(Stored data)
+---+

PR #135, opened 2018-03-22
Fix files not being added to download list

anmaxvl:
Update `separate_small_files` signature.

Update unit tests and method calls

### DIFF
--- a/gdc_client/query/index.py
+++ b/gdc_client/query/index.py
@@ -77,10 +77,10 @@ class GDCIndexClient(object):
         connections as possible.
 
         Args:
-            uuids (:obj: `list` of :obj: `str`): A list of UUIDs of the files
+            uuids (list): A list of UUIDs of the files
 
-        Returns:
-            :obj: `dict` of :obj: `dict`: metadata information
+        Return:
+            dict: metadata information
 
             self.metadata = {
                 str file_id: {
@@ -157,13 +157,13 @@ class GDCIndexClient(object):
         edge case.
 
         Args:
-            ids (:obj: `set` of :obj: `str`): a set of file UUIDs
+            ids (list): a set of file UUIDs
             chunk_size (int): the maximum allowed combined size of small files
 
         Return:
-            :obj: `list` of :obj: `str`: a list of big file UUIDs
-            :obj: `list` of :obj: `list` of :obj: `str`: a list of lists of
-                UUIDs. Each inner list representing a group of small file
+            list: a list of big file UUIDs
+            list: a list of lists of UUIDs. Each inner list representing a
+                group of small files
         """
 
         bigs = set()
--- a/gdc_client/query/index.py
+++ b/gdc_client/query/index.py
@@ -248,4 +248,4 @@ class GDCIndexClient(object):
 
         smalls = [ s for s in smalls if s != [] ]
 
-        return list(bigs), smalls
+        return bigs, smalls
--- a/gdc_client/query/index.py
+++ b/gdc_client/query/index.py
@@ -72,9 +72,15 @@ class GDCIndexClient(object):
         return json_response['data']['hits']
 
     def _get_metadata(self, uuids):
-        # type: List[str] -> Dict[str]str
-        """ Capture the metadata of all the UUIDs while making
-            as little open connections as possible.
+        """
+        Capture the metadata of all the UUIDs while making as little open
+        connections as possible.
+
+        Args:
+            uuids (:obj: `list` of :obj: `str`): A list of UUIDs of the files
+
+        Returns:
+            :obj: `dict` of :obj: `dict`: metadata information
 
             self.metadata = {
                 str file_id: {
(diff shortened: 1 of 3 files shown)


gdc_client/query/index.py
```diff
@@ -154,9 +155,18 @@ def separate_small_files(self,
...
+            chunk_size (int): the maximum allowed combined size of small files
+
+        Return:
+            list: a list of big file UUIDs
+            list: a list of lists of UUIDs. Each inner list representing a
+                group of small files
         """
 
-        bigs = []
+        bigs = set()
```
ProfOak, line 169: The resulting return is two lists, bigs and smalls. The reason that potential_smalls is a set is for an implicit uniqueness check. Please convert `bigs` to a list at the return of this function.

Bonus points: You don't have to update the docstring if you change it to a list. :-)

tests/test_query.py
```diff
@@ -111,34 +111,30 @@ def test_small_full_separate_small_files(self):
...
+                HTTP_CHUNK_SIZE)
 
         assert index.get_access('small') == uuids['small']['access']
         assert index.get_filesize('small') == uuids['small']['file_size']
         assert index.get_md5sum('small') == uuids['small']['md5sum']
         assert index.get_related_files('small') == uuids['small']['related_files']
         assert index.get_annotations('small') == uuids['small']['annotations']
 
-        assert bigs == ['small']
+        assert bigs == set(['small'])
```
ProfOak: Once bigs is a list, you can change this back.

tests/test_query.py
```diff
@@ -111,34 +111,30 @@ def test_small_full_separate_small_files(self):
...
+                HTTP_CHUNK_SIZE)
 
         assert index.get_access('small_no_friends') == uuids['small_no_friends']['access']
         assert index.get_filesize('small_no_friends') == uuids['small_no_friends']['file_size']
         assert index.get_md5sum('small_no_friends') == uuids['small_no_friends']['md5sum']
         assert index.get_related_files('small_no_friends') == []
         assert index.get_annotations('small_no_friends') == []
 
-        assert bigs == []
+        assert bigs == set()
```
ProfOak: this too

tests/test_query.py
```diff
@@ -151,17 +147,15 @@ def test_small_invalid_separate_small_files(self):
...
+                HTTP_CHUNK_SIZE)
 
         assert index.get_access(invalid) == None
         assert index.get_filesize(invalid) == None
         assert index.get_md5sum(invalid) == None
         assert index.get_related_files(invalid) == []
         assert index.get_annotations(invalid) == []
 
-        assert bigs == [invalid]
+        assert bigs == set([invalid])
```
ProfOak: this too

tests/test_query.py
```diff
@@ -170,27 +164,23 @@ def test_big_full_separate_small_files(self):
...
+                HTTP_CHUNK_SIZE)
 
         assert index.get_access('big') == uuids['big']['access']
         assert index.get_filesize('big') == uuids['big']['file_size']
         assert index.get_md5sum('big') == uuids['big']['md5sum']
         assert index.get_related_files('big') == uuids['big']['related_files']
         assert index.get_annotations('big') == uuids['big']['annotations']
 
-        assert bigs == ['big']
+        assert bigs == set(['big'])
```
ProfOak: this too

tests/test_query.py
```diff
@@ -206,16 +196,14 @@ def test_big_and_small_full_separate_small_files(self):
 
         # if a uuid has related files or annotations then they
         # are downloaded as big files
-        assert bigs == ['big', 'small']
+        assert bigs == set(['big', 'small'])
```
ProfOak: this too

tests/test_query.py
```diff
@@ -229,5 +217,5 @@ def test_big_and_small_no_rel_no_ann_separate_small_files(self):
         assert index.get_related_files('small_no_friends') == []
         assert index.get_annotations('small_no_friends') == []
 
-        assert bigs == ['big_no_friends']
+        assert bigs == set(['big_no_friends'])
```
ProfOak: this too

ProfOak (changes requested):

tests/test_query.py
anmaxvl: I will make it this way:
`assert set(bigs) == set(['big', 'small'])`
because there might be issue with the ordering of those items when converting from `set` to `list`

ProfOak: Set to list/list to set conversion preserves order. Doing this technically allows for information to be lost. Tests the return values as they are.

tests/test_query.py
```diff
@@ -206,16 +196,14 @@ def test_big_and_small_full_separate_small_files(self):
 
         # if a uuid has related files or annotations then they
         # are downloaded as big files
-        assert bigs == ['big', 'small']
+        assert set(bigs) == set(['big', 'small'])
```
ProfOak, line 199: don't type convert here

anmaxvl: The reason for this is, that the order might be messed up, even though the `bigs` might be `bigs == ['small', 'big']` this assertion won't work. Converting it to set, just makes sure that we don't need to worry about the order. Or do we?

ProfOak (approved):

+---+

> Task prompt
Check each line above for the word "possible", and copy the lines where it appears.

> Your response
         connections as possible.
-            as little open connections as possible.
+        connections as possible.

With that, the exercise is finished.